Below is a set of entries. Reproduce exactly the lines from the one containing "[the remark this" through the end, both included.

#### [Information shown]
>>

PR #864, opened 2019-03-12
Prevent empty styles from causing problems in `shady-render`

### LINKED ISSUE #760: Exception when using an empty style tag
# Description
If you add an empty style tag to your template, rendering fails

# Steps to Reproduce

```
  render() {
    return html`
    <style></style>
     Hello
    `;
  }
}
```
## Expected Results
"Hello" is rendered

## Actual Results
```
Uncaught (in promise) TypeError: Cannot read property 'cloneNode' of null
    at prepareTemplateStyles (shady-render.ts:169)
    at Function.exports.render (shady-render.ts:281)
    at HTMLElement.LitElement.update (lit-element.ts:53)
    at HTMLElement.UpdatingElement.performUpdate (updating-element.ts:216)
    at HTMLElement.eval (updating-element.ts:687)
```

https://3xvfkz.stackblitz.io
## Browsers Affected

- [X] Chrome
- [X] Firefox
- [X] Edge
- [X] Safari 11
- [X] Safari 10
- [X] IE 11

sorvell:
Fixes #760.

ShadyCSS eliminates empty styles. This caused 2 problems in `shady-render` when using native Shadow DOM:
1. When re-adding the style to the rendered content, the code assumed a style would exist after ShadyCSS handled the content. It now checks.
2. When modifying the lit template used for subsequent renders, the style could be eliminated. This would break node ordering. A dummy style is now inserted in this case.

### DIFF
--- a/src/lib/shady-render.ts
+++ b/src/lib/shady-render.ts
@@ -162,8 +162,18 @@ const prepareTemplateStyles =
       if (window.ShadyCSS!.nativeShadow) {
         // When in native Shadow DOM, re-add styling to rendered content using
         // the style ShadyCSS produced.
-        const style = template.element.content.querySelector('style')!;
-        renderedDOM.insertBefore(style.cloneNode(true), renderedDOM.firstChild);
+        const style = template.element.content.querySelector('style');
+        // Note, an empty style will be eliminated so don't try to re-insert it.
+        if (style !== null) {
+          renderedDOM.insertBefore(
+              style.cloneNode(true), renderedDOM.firstChild);
+          // However, we do need to ensure the template has a style in it if
+          // ShadyCSS eliminated it.
+        } else {
+          template.element.content.insertBefore(
+              document.createElement('style'),
+              template.element.content.firstChild);
+        }
       } else {
         // When not in native Shadow DOM, at this point ShadyCSS will have
         // removed the style from the lit template and parts will be broken as a
--- a/src/lib/shady-render.ts
+++ b/src/lib/shady-render.ts
@@ -160,26 +160,19 @@ const prepareTemplateStyles =
       // will actually render so that it can update the style inside when
       // needed (e.g. @apply native Shadow DOM case).
       window.ShadyCSS!.prepareTemplateStyles(template.element, scopeName);
-      if (window.ShadyCSS!.nativeShadow) {
+      const style = content.querySelector('style');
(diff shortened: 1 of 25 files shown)


src/lib/shady-render.ts
```diff
@@ -162,8 +162,18 @@ const prepareTemplateStyles =
       if (window.ShadyCSS!.nativeShadow) {
         // When in native Shadow DOM, re-add styling to rendered content using
         // the style ShadyCSS produced.
-        const style = template.element.content.querySelector('style')!;
-        renderedDOM.insertBefore(style.cloneNode(true), renderedDOM.firstChild);
+        const style = template.element.content.querySelector('style');
+        // Note, an empty style will be eliminated so don't try to re-insert it.
+        if (style !== null) {
```
justinfagnani: nit: I do prefer positive equality checks first, reverse the if blocks?

src/lib/shady-render.ts
```diff
@@ -162,8 +162,18 @@ const prepareTemplateStyles =
...
+          renderedDOM.insertBefore(
+              style.cloneNode(true), renderedDOM.firstChild);
+          // However, we do need to ensure the template has a style in it if
+          // ShadyCSS eliminated it.
+        } else {
+          template.element.content.insertBefore(
```
justinfagnani: This seems like the right spot for the comment about Shady CSS and empty style nodes

src/lib/shady-render.ts
```diff
@@ -162,8 +162,18 @@ const prepareTemplateStyles =
       if (window.ShadyCSS!.nativeShadow) {
         // When in native Shadow DOM, re-add styling to rendered content using
         // the style ShadyCSS produced.
-        const style = template.element.content.querySelector('style')!;
-        renderedDOM.insertBefore(style.cloneNode(true), renderedDOM.firstChild);
+        const style = template.element.content.querySelector('style');
```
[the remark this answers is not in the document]
sorvell: Done.

src/lib/shady-render.ts
sorvell: Done

src/lib/shady-render.ts
sorvell: Updated

sorvell:
@justinfagnani The cleanup logic simplified slightly, PTAL.

scottcorgan:
When will this empty style fix get released? (also, thanks for fixing it)

PR #865, opened 2019-03-12
Typo: fix common misspelling

rictic:
Yet another minor lint warning that keeps bugging me


arthurevans:
I do not know why the build would fail. But I can't see as how this would cause such a problem...

PR #875, opened 2019-03-22
Call customElements.upgrade() only when customElements exists.

justinfagnani:
Should make Safari 10 and others pass.

### DIFF
--- a/src/lib/template-instance.ts
+++ b/src/lib/template-instance.ts
@@ -114,10 +114,14 @@ export class TemplateInstance {
       partIndex++;
     }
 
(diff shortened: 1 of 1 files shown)


justinfagnani:
Tests weren't passing for me with a local WCT run though... Travis kept showing an exception inside the guarded code, like it wasn't picking up my changes. Seeing if the PR will use the right change.

justinfagnani:
Oh wow, I didn't realize that Safari didn't have `customElements.upgrade`. We'll have to revert changes to TemplateInstance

<<

#### [Answer]
[the remark this answers is not in the document]
sorvell: Done.

src/lib/shady-render.ts
sorvell: Done

src/lib/shady-render.ts
sorvell: Updated

sorvell:
@justinfagnani The cleanup logic simplified slightly, PTAL.

scottcorgan:
When will this empty style fix get released? (also, thanks for fixing it)

PR #865, opened 2019-03-12
Typo: fix common misspelling

rictic:
Yet another minor lint warning that keeps bugging me


arthurevans:
I do not know why the build would fail. But I can't see as how this would cause such a problem...

PR #875, opened 2019-03-22
Call customElements.upgrade() only when customElements exists.

justinfagnani:
Should make Safari 10 and others pass.

### DIFF
--- a/src/lib/template-instance.ts
+++ b/src/lib/template-instance.ts
@@ -114,10 +114,14 @@ export class TemplateInstance {
       partIndex++;
     }
 
(diff shortened: 1 of 1 files shown)


justinfagnani:
Tests weren't passing for me with a local WCT run though... Travis kept showing an exception inside the guarded code, like it wasn't picking up my changes. Seeing if the PR will use the right change.

justinfagnani:
Oh wow, I didn't realize that Safari didn't have `customElements.upgrade`. We'll have to revert changes to TemplateInstance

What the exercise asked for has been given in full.